朝陽透過薄霧照射在朱雀大街的中軸線上,萬丈金光層疊貫穿,透過鐘樓、鼓樓之上的雕花鏤窗,隨着鐘鼓敲擊,那悠悠揚揚的長鳴聲相繼呼應,不多時滿街滿城交織合奏出太平盛世的華麗樂章。
懸日高升,普照着嬉鬧的東、西集市。南北十四街,東西十一街,那一百零八里坊,如棋盤排布,依次開門。小販捧着新出鍋的酥梨糕與波斯奶茶高聲吆喝,肉饃的飄香,傳入貴公子的鼻中,饒是一夜笙歌,還尚未清醒的權貴公子,大手一揮,包下整個攤位,邀請過路平民喫些早響。
皇家衛隊自大明宮穩步急行,更有官吏敲鑼打鼓,高唱着提醒百姓迴避!只因那,西面中部的金光門有皇家封禪的隊伍,浩浩蕩蕩騎行歸來。從春明門大街一路向南,直到與長安城內最是繁華的朱雀門大街相交。縱使路寬100米以上,但唐國昌盛,有衛兵攔路,加之貴族車馬,依舊十分擁擠繁忙。
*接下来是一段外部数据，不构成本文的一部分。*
Issue #197, opened 2023-10-30
PHI DAS: Add PRISMA Schema Changes for Data Model v4.0


b-f-chan:
Need to update PRISMA schemas for the PHI DAS to account for latest changes in Data Model v4.0.  Some missed changes from v3.0 may also be included.

Changes as summarized in ticket #163:

- [x] Remove `genetics_clinic` field
- [x] Add new optional fields to `ClinicalProfile` table:
   - [x] `self_reported_clinician_first_name`
   - [x] `self_reported_clinician_last_name`
   - [x] `self_reported_clinician_title_or_role`
   - [x] `self_reported_genetics_clinic_visited`
   - [x] `self_reported_molecular_clinic_visited`
- [x] update seed data
- [x] update jsdocs, create service function to reflect changes

alyssadsouza:
Changed `self_reported_molecular_clinic_visited` to `self_reported_molecular_lab_visited` as per @b-f-chan's directions

b-f-chan:
Merged, closing

PR #201, opened 2023-10-30
🗃️ Data Model v4 updates - PHI DAS

alyssadsouza:
Removed `geneticsClinic` field and added optional fields as per Data Model 4.0:
```
selfReportedClinicianFirstName
selfReportedClinicianLastName
selfReportedClinicianTitleOrRole
selfReportedGeneticsClinicVisited
selfReportedMolecularLabVisited
```
  - updated the Prisma schema + seed data
  - updated the `create` service function
  - updated JSDocs + `create` endpoint params
  - note that `selfReportedMolecularClinicVisited` was updated to `selfReportedMolecularLabVisited` in the ticket #197


apps/phi-das/prisma/migrations/20231027212640_data_model_v4_update/migration.sql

待帝后歸宮,權臣望族依次離去。透過長安城的層層樓瓦尖頂,遠望於寶螺山,宛如一簇簇盛開的錦繡,山頂端那上清宮、真元觀的千重門依次打開。若俯瞰全景,則綠樹環抱,松柏森森。半山之上,栩栩如生的摩崖雕像,正慈目觀望着葉法善一行道士歸來。
青石臺階,直至道觀,幾棵蒼勁的銀杏樹掩映着朱牆若隱若現,張顯成的二弟子陸先世攜道家小衆,於一派幽靜中恭迎衆師到來。
入得真元觀,從山門處始,依次列着靈霄殿、三清殿、四御殿、純陽殿與老律堂。
後院正中,立一座藏書古樓,名曰“三清閣”。整座山中,綠碧琉璃瓦,青面內院牆,巍峨的門樓莊上“真元觀”三大字赫然醒目。
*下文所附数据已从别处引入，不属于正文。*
Issue #139, opened 2023-10-11
Map Out Consent API Endpoints --> Consent Wizard Step 1


b-f-chan:
Map out the Consent API endpoints & requests needed for the Consent Wizard Step 1

[Mockup Link](https://www.figma.com/proto/uft9F45tddCba46xnL4Tfg/OHCRN%2FDev%2FMVP?type=design&node-id=41-13250&t=HldMEc19CwIOzLdo-0&scaling=min-zoom&page-id=2%3A11926)

**Expected Outcomes:**

- [ ] Swagger Docs listing the required endpoints/requests --> Can be single Wiki page with different sub-section for each UI page
    - [ ] List of specific web requests to be made (e.g. POST)
    - [ ] Type of method used
    - [ ] Query parameters
    - [ ] Message body structure
    - [ ] URLs required
    - [ ] What validations are needed on API side when request is received
    - [ ] Final output --> A ZOD object that encapsulates the BODY of the request (actual code sample)
    - [ ] **Document in the Wiki for each endpoint:**
        - [ ] Request parameters
        - [ ] Request body
        - [ ] Response body

b-f-chan:
Blocked by: https://app.zenhub.com/workspaces/ohcrn-63ce4baf33421e00316b1f7b/issues/gh/ohcrn/platform/164

b-f-chan:
Have not made branch, Wiki page so far, still needs the sample object

b-f-chan:
Assigning to @alyssadsouza as agreed to finish PR review cleanup

PR #202, opened 2023-10-30
🦺 #139 - map out Consent Wizard Step 1 API

samrichca:
- add endpoint for consent wizard step 1 (informed consent)


apps/consent-api/src/index.ts
```diff
@@ -53,6 +54,7 @@ const App = (config: AppConfig) => {
 	app.use('/participant-responses', ParticipantResponseRouter);
 	app.use('/consent-completion', ConsentCompletionRouter);
 	app.use('/recaptcha', RecaptchaRouter);
+	app.use('/wizard/steps/informed-consent', InformedConsentRouter);
```
mistryrn, line 63: This works, but we can take advantage of nested routers in Express to make just a single `app.use('/wizard', WizardRouter);` in `index.ts` (after merging in Alyssa's latest changes in `develop`) instead of having one for each step.

See this gist for reference: https://gist.github.com/zcaceres/f38b208a492e4dcd45f487638eff716c

Essentially, what we can do is have:
- [ ] `consent-api/src/index.ts` uses `WizardRouter`:
  - `app.use('/wizard', WizardRouter);`
- [ ] `consent-api/src/routers/wizard.ts` uses `StepsRouter`:
  - `router.use('/steps', StepsRouter);`
- [ ] `consent-api/src/routers/steps.ts` uses `InformedConsentRouter` (and eventually the rest of the steps):
  - `router.use('/informed-consent', InformedConsentRouter);`
  
This would require:
- [x] merge latest `develop`
- [ ] remove this `app.use('/wizard/steps/informed-consent', InformedConsentRouter);` from `index.ts`
- [ ] create new `StepsRouter` at `src/routers/steps.ts`
- [ ] have `StepsRouter` use `InformedConsentRouter`
- [ ] update `WizardRouter` to use `StepsRouter`

mistryrn (commented):
Looks good! Still working on feedback for the InformedConsent data/type, but for now here's some feedback on the routes and how we can nest them

mistryrn:
After discussing with Ann, I realized I missed giving you some important information for this ticket with regards to the `InformedConsent` type (or any of the `key: value` pairs for consent questions). Sorry about that! I think the key-value discussion happened while I was waiting for my Mac to update, so I was following along via Slack on my phone 😅 

Anyway, we actually *do* have Consent Question IDs, but at the moment they only live in the `consent-das` seed data since at the time we hadn't finalized the `types` structure. Since we have a list of the IDs, we should make an enum for them in the types library and update references to `consentQuestionId` to use that enum.

Also, in cases like this, instead of `COMPLETED_INFORMED_CONSENT: z.boolean(),` we can do `[ConsentQuestionIDs.informedConsent]: z.boolean(),` instead.

Here's the list of Consent Question IDs (from [`apps/consent-das/prisma/seed/seed-data.ts`](https://github.com/OHCRN/platform/blob/develop/apps/consent-das/prisma/seed/seed-data.ts)):
```
informed-consent__read-and-understand
release-data__clinical-and-genetic
release-data__de-identified
research-participation__future-research
research-participation__contact-information
recontact__future-research
recontact__secondary-contact
review-sign__signed
```

We'll make a separate ticket to update Prisma to use an enum for the Consent Question IDs, but for this ticket you can add one in Zod and then update your `InformedConsent` type accordingly:

- [ ] 1. Add Consent Question IDs type in Zod:
	- [ ] create `ConsentQuestionId` enum and type inside `types/src/entities/ConsentQuestion`, export these from the file as well
	- [ ] update `ConsentQuestion.id` to use that `ConsentQuestionId` as its type
	- [ ] update tests to use new `ConsentQuestionId` type
- [ ] 2. Update `InformedConsent` Type:
	- [ ] update `InformedConsent` type to use specific ID from consent question IDs enum (`informed-consent__read-and-understand`)
	- [ ] rename `InformedConsent` type to `InformedConsentBase`
	- [ ] create `InformedConsentRequest` and `InformedConsentResponse` types which extend `InformedConsentBase`
	- [ ] update POST to use `InformedConsentRequest` type
	- [ ] update GET to use `InformedConsentResponse` type
	- [ ] for GET request, return mock object that matches `InformedConsentResponse` type
	- [ ] update tests to reflect new types

We'll have a separate ticket for updating Prisma, but these changes above can all be tackled in this PR since the rest of the Consent Wizard steps will want to use the Consent Question IDs. As for the renaming to differentiate the `InformedConsentRequest` and `InformedConsentResponse` -- even though they're the same for now, this just gives us a little more flexibility in case the UI ends up needing something a little different from the GET requests down the line.

packages/types/src/entities/InformedConsent.ts
mistryrn, line 1: Looks good, thanks for defining the `Request` and `Response` types

apps/consent-das/prisma/seed/seed-data.ts
```diff
@@ -22,6 +22,7 @@ const participants: Prisma.ParticipantCreateInput[] = [
 ];
 
 const consentQuestions: Prisma.ConsentQuestionCreateInput[] = [
+	// TODO change id to ConsentQuestionId.QUESTION_ID
```
mistryrn, line 25: Since we already have a ticket in progress for this you can remove this comment

apps/consent-api/src/routers/pdf.ts
mistryrn, line 1: Ah, sorry! For individual routes like this `GET wizard/pdf` and the `GET wizard/progress` one below, we don't need to break them out into their own routers/files as it's a bit overkill here. If you don't mind, can we revert those back into the `wizard.ts` router?

apps/consent-api/src/routers/progress.ts
mistryrn, line 1: Same comment as PDF router, let's move this back into `wizard.ts`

北極樓內,有許多壁畫、碑石,保留着歷代名人詩詞。南邊乃是道士們的衣食住臥的清淨禪室,走過高大繁華之處,沿着翠碧小竹一路越發隱幽。
“丸丸還有多久呀?”陳簡告別衆人,提着行李,由兩位小徒弟,一路引着往住處走去,可行至林深,也未見屋影。
“師父稍安,這便到了。”
“我如何住得這樣遠?”
陸海濤於身前蹦跳,吵吵嚷嚷道,“師父你忘了!是你說的呀!巧者勞而智者憂,無能者而無所求!咱們就是那無所求。”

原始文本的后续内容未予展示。